### TASK REQUIREMENTS
Retype, word for word, every line of the records below starting at the one that contains "However we do" and ending at the one that contains "2. To merge"; include both of those lines and nothing more.

### TASK DATA
==========
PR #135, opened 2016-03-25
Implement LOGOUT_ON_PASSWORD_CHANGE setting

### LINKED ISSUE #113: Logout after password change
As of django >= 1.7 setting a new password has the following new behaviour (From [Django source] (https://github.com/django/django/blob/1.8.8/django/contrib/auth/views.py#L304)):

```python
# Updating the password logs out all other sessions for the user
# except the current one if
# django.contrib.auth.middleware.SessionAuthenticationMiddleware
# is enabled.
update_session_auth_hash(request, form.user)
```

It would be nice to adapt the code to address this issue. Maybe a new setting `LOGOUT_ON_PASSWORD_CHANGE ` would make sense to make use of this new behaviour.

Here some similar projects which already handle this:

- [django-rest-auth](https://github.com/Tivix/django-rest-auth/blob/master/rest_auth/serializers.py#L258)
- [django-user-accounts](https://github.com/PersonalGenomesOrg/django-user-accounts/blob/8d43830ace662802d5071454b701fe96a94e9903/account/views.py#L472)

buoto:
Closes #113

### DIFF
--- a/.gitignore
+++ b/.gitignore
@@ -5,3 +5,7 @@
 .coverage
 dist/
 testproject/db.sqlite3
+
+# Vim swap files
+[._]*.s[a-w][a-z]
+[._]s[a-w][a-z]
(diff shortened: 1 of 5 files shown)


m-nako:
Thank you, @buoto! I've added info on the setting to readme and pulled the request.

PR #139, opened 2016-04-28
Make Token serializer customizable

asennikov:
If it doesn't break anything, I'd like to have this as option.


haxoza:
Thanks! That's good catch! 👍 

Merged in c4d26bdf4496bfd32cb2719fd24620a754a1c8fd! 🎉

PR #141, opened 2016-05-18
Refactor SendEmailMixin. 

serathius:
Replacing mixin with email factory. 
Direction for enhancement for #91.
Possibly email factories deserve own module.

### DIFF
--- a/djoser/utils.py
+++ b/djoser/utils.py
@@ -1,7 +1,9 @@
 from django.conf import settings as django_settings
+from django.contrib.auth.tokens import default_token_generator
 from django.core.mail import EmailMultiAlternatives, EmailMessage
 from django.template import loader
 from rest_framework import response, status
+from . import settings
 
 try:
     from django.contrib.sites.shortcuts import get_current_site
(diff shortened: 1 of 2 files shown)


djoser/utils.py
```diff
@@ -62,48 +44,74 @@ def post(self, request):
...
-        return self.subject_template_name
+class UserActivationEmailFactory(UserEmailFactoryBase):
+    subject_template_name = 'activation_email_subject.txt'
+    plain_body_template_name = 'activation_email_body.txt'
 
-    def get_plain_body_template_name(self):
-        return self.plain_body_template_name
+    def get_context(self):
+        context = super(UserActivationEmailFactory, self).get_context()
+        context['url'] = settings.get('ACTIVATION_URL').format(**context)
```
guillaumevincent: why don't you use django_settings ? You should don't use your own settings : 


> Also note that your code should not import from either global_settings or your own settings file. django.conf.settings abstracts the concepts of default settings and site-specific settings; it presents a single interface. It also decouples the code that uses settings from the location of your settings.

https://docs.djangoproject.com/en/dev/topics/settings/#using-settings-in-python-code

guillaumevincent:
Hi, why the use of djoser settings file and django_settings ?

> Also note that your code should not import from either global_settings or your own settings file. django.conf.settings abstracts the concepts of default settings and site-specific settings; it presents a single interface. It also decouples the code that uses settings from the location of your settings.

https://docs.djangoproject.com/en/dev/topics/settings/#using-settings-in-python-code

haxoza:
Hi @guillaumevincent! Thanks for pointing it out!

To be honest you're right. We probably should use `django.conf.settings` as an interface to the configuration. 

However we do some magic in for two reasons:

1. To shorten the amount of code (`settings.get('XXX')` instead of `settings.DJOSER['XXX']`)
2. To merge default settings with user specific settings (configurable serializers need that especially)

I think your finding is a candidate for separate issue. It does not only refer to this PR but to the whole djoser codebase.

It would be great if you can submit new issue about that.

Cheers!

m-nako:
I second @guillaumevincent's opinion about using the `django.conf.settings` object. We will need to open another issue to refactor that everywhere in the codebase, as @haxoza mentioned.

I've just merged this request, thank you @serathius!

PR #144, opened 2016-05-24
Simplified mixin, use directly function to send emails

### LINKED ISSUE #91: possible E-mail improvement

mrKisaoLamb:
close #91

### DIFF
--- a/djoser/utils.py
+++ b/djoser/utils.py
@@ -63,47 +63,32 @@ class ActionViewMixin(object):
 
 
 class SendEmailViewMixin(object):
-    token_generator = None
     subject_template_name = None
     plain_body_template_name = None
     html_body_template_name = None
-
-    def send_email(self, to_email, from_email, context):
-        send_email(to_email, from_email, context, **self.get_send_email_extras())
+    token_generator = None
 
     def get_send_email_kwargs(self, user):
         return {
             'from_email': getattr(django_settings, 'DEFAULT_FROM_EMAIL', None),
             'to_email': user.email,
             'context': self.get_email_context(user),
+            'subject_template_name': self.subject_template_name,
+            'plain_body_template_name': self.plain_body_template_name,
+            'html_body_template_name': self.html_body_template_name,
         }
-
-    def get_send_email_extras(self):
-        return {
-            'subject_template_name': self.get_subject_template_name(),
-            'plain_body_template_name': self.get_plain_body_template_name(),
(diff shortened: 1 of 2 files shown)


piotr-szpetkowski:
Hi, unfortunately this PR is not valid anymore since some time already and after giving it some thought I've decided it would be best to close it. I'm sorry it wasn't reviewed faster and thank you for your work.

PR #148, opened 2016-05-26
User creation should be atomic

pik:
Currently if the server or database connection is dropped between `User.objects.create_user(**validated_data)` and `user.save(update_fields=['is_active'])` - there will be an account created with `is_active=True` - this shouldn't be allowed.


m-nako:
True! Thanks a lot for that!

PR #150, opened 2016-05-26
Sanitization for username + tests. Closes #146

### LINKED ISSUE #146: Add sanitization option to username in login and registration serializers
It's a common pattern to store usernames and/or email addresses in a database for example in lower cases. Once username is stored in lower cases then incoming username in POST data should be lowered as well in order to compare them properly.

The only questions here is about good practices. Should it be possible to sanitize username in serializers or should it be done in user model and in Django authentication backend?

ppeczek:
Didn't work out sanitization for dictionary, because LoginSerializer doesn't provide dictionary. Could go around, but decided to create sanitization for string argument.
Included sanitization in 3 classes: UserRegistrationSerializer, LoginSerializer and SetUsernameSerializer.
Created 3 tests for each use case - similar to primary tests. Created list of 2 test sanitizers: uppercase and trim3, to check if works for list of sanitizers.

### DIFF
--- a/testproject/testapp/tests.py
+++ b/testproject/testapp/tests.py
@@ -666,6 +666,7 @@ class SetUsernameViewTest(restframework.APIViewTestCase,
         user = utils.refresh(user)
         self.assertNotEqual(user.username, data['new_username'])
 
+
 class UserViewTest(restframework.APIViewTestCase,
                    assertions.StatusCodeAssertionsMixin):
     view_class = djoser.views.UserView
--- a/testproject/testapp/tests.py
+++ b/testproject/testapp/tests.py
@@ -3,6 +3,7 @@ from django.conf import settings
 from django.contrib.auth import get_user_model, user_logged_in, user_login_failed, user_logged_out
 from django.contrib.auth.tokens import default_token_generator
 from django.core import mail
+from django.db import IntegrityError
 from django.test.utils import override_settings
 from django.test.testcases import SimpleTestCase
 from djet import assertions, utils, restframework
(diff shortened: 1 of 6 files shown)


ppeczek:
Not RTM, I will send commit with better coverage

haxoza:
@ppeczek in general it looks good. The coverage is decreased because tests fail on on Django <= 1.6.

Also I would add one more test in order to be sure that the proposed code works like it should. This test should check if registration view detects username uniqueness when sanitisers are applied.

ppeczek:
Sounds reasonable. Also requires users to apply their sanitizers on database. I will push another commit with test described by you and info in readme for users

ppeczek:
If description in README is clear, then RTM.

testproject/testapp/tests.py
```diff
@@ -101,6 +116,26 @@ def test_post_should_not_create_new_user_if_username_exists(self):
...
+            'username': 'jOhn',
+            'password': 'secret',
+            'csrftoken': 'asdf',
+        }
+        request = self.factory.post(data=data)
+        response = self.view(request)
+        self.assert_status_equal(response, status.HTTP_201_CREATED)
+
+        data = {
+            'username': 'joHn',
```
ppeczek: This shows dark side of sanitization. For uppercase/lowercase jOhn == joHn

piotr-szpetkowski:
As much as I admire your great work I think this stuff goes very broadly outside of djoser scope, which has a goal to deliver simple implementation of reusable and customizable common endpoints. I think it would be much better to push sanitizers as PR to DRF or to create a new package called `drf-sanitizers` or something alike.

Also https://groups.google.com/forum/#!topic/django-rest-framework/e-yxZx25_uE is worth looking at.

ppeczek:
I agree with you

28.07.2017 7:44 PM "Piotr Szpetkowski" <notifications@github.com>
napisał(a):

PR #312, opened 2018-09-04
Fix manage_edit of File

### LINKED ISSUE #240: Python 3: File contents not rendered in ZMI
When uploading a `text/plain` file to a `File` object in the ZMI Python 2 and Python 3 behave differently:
==========
### SOLUTION TO THIS TASK
However we do some magic in for two reasons:

1. To shorten the amount of code (`settings.get('XXX')` instead of `settings.DJOSER['XXX']`)
2. To merge default settings with user specific settings (configurable serializers need that especially)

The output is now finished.